*** Opening of DATA PROVIDED ***
PR #1004, opened 2022-07-31
Add VNC video display including password

### LINKED ISSUE #1003: Add support for VNC, in addition to the current QEMU displays
### Description

The qemu display might slow down the host, and the window be in the way...

But it is also possible to connect to the qemu virtual machine desktop using [vnc](https://en.wikipedia.org/wiki/Virtual_Network_Computing)

The parameters can be somewhat tricky, so give it a separate configuration.

This also clearly separates a display window with a network connection.

---

The recommended configuration only binds to localhost, **not** to the network.

It is also possible to add a password (8 char, clear text) to the VNC connection.

In addition, it is also possible to run the whole interface in a web browser with [novnc](https://novnc.com/info.html).

It uses a websocket connection to port 5700+d, instead of the regular port 5900+d.

afbjorklund:
The other display options open a window always, while the
vnc is more "on demand" by using a separate vnc viewer.
    
Add localhost and password support for some minimal security.
The password is generated, and is stored as an instance file.

Closes #1003

### DIFF
--- a/examples/default.yaml
+++ b/examples/default.yaml
@@ -245,13 +245,21 @@ firmware:
   legacyBIOS: null
 
 video:
-  # QEMU display, e.g., "none", "cocoa", "sdl", "gtk", "default".
+  # QEMU display, e.g., "none", "cocoa", "sdl", "gtk", "vnc", "default".
   # Choosing "none" will hide the video output, and not show any window.
+  # Choosing "vnc" will use a network server, and not show any window.
   # Choosing "default" will pick the first available of: gtk, sdl, cocoa.
-  # As of QEMU v6.2, enabling this is known to have negative impact
+  # As of QEMU v6.2, enabling anything but none or vnc is known to have negative impact
   # on performance on macOS hosts: https://gitlab.com/qemu-project/qemu/-/issues/334
   # 🟢 Builtin default: "none"
   display: null
+  # VNC (Virtual Network Computing) is a platform-independent graphical
+  # desktop-sharing system that uses the Remote Frame Buffer protocol (RFB)
+  vnc:
+    # VNC display, e.g.,"to=L", "host:d", "unix:path", "none"
+    # By convention the TCP port is 5900+d, connections from any host.
+    # 🟢 Builtin default: "127.0.0.1:0,to=9"
+    display: null
 
 # The instance can get routable IP addresses from the vmnet framework using
 # https://github.com/lima-vm/socket_vmnet.
--- a/pkg/hostagent/hostagent.go
+++ b/pkg/hostagent/hostagent.go
@@ -7,6 +7,7 @@ import (
 	"errors"
 	"fmt"
 	"io"
+	"math/rand"
 	"net"
 	"os"
 	"os/exec"
@@ -251,6 +252,15 @@ func (a *HostAgent) emitEvent(_ context.Context, ev events.Event) {
 	}
 }
 
+func generatePassword(length int) (string, error) {
+	passwd := ""
+	rand.Seed(time.Now().UnixNano())
+	for i := 0; i < length; i++ {
+		passwd += strconv.Itoa(rand.Intn(10))
+	}
+	return passwd, nil
+}
+
 func (a *HostAgent) Run(ctx context.Context) error {
 	defer func() {
 		exitingEv := events.Event{
@@ -283,6 +293,50 @@ func (a *HostAgent) Run(ctx context.Context) error {
 	errCh, err := a.driver.Start(ctx)
 	if err != nil {
 		return err
+	}
+
+	if *a.y.Video.Display == "vnc" {
+		vncdisplay, vncoptions, _ := strings.Cut(*a.y.Video.VNC.Display, ",")
+		vnchost, vncnum, err := net.SplitHostPort(vncdisplay)
+		if err != nil {
+			return err
+		}
+		n, err := strconv.Atoi(vncnum)
+		if err != nil {
+			return err
+		}
+		vncport := strconv.Itoa(5900 + n)
+		vncpwdfile := filepath.Join(a.instDir, filenames.VNCPasswordFile)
*** Close of DATA PROVIDED ***
_YOUR TASK_
So that no detail is lost, give every line of the data again exactly.

_RESULT FOR THIS EXERCISE_
PR #1004, opened 2022-07-31
Add VNC video display including password

### LINKED ISSUE #1003: Add support for VNC, in addition to the current QEMU displays
### Description

The qemu display might slow down the host, and the window be in the way...

But it is also possible to connect to the qemu virtual machine desktop using [vnc](https://en.wikipedia.org/wiki/Virtual_Network_Computing)

The parameters can be somewhat tricky, so give it a separate configuration.

This also clearly separates a display window with a network connection.

---

The recommended configuration only binds to localhost, **not** to the network.

It is also possible to add a password (8 char, clear text) to the VNC connection.

In addition, it is also possible to run the whole interface in a web browser with [novnc](https://novnc.com/info.html).

It uses a websocket connection to port 5700+d, instead of the regular port 5900+d.

afbjorklund:
The other display options open a window always, while the
vnc is more "on demand" by using a separate vnc viewer.
    
Add localhost and password support for some minimal security.
The password is generated, and is stored as an instance file.

Closes #1003

### DIFF
--- a/examples/default.yaml
+++ b/examples/default.yaml
@@ -245,13 +245,21 @@ firmware:
   legacyBIOS: null
 
 video:
-  # QEMU display, e.g., "none", "cocoa", "sdl", "gtk", "default".
+  # QEMU display, e.g., "none", "cocoa", "sdl", "gtk", "vnc", "default".
   # Choosing "none" will hide the video output, and not show any window.
+  # Choosing "vnc" will use a network server, and not show any window.
   # Choosing "default" will pick the first available of: gtk, sdl, cocoa.
-  # As of QEMU v6.2, enabling this is known to have negative impact
+  # As of QEMU v6.2, enabling anything but none or vnc is known to have negative impact
   # on performance on macOS hosts: https://gitlab.com/qemu-project/qemu/-/issues/334
   # 🟢 Builtin default: "none"
   display: null
+  # VNC (Virtual Network Computing) is a platform-independent graphical
+  # desktop-sharing system that uses the Remote Frame Buffer protocol (RFB)
+  vnc:
+    # VNC display, e.g.,"to=L", "host:d", "unix:path", "none"
+    # By convention the TCP port is 5900+d, connections from any host.
+    # 🟢 Builtin default: "127.0.0.1:0,to=9"
+    display: null
 
 # The instance can get routable IP addresses from the vmnet framework using
 # https://github.com/lima-vm/socket_vmnet.
--- a/pkg/hostagent/hostagent.go
+++ b/pkg/hostagent/hostagent.go
@@ -7,6 +7,7 @@ import (
 	"errors"
 	"fmt"
 	"io"
+	"math/rand"
 	"net"
 	"os"
 	"os/exec"
@@ -251,6 +252,15 @@ func (a *HostAgent) emitEvent(_ context.Context, ev events.Event) {
 	}
 }
 
+func generatePassword(length int) (string, error) {
+	passwd := ""
+	rand.Seed(time.Now().UnixNano())
+	for i := 0; i < length; i++ {
+		passwd += strconv.Itoa(rand.Intn(10))
+	}
+	return passwd, nil
+}
+
 func (a *HostAgent) Run(ctx context.Context) error {
 	defer func() {
 		exitingEv := events.Event{
@@ -283,6 +293,50 @@ func (a *HostAgent) Run(ctx context.Context) error {
 	errCh, err := a.driver.Start(ctx)
 	if err != nil {
 		return err
+	}
+
+	if *a.y.Video.Display == "vnc" {
+		vncdisplay, vncoptions, _ := strings.Cut(*a.y.Video.VNC.Display, ",")
+		vnchost, vncnum, err := net.SplitHostPort(vncdisplay)
+		if err != nil {
+			return err
+		}
+		n, err := strconv.Atoi(vncnum)
+		if err != nil {
+			return err
+		}
+		vncport := strconv.Itoa(5900 + n)
+		vncpwdfile := filepath.Join(a.instDir, filenames.VNCPasswordFile)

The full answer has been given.